**ACTIVITY**
Output every line below exactly.

*** Block opens ***

PR #115, opened 2014-09-07
Update tested Rubies

guilhermesimoes:
Changes include:

* Removing 1.8.7 and 1.9.2 from the default config since they were end-of-life'd.

* Prioritizing 2.2 over 1.9.3.

* Changing jruby-head to jruby, as per travis-ci/travis-ci/issues/3067.

* Specifying Ruby 2.x instead of 2.x.x.

  Since Ruby 2.1.0, [the MRI versioning policy changed to follow Semantic Versioning][1].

*** Block closes ***

**EXERCISE RESULT**
PR #115, opened 2014-09-07
Update tested Rubies

guilhermesimoes:
Changes include:

* Removing 1.8.7 and 1.9.2 from the default config since they were end-of-life'd.

* Prioritizing 2.2 over 1.9.3.

* Changing jruby-head to jruby, as per travis-ci/travis-ci/issues/3067.

* Specifying Ruby 2.x instead of 2.x.x.

  Since Ruby 2.1.0, [the MRI versioning policy changed to follow Semantic Versioning][1].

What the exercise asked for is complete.